Source records
------------
PR #1871, opened 2026-08-11
fix(bootstrap): harden AppendSchema against list errors and missing metadata description

rohilsurana:
## What

Fixes two long-standing bugs in `bootstrap.AppendSchema`. Both are already on `main` and are independent of the boot loader removal work.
------------
**Task goal:**
Nothing in the data may differ; print all of it exactly as written.

**Exercise response:**
PR #1871, opened 2026-08-11
fix(bootstrap): harden AppendSchema against list errors and missing metadata description

rohilsurana:
## What

Fixes two long-standing bugs in `bootstrap.AppendSchema`. Both are already on `main` and are independent of the boot loader removal work.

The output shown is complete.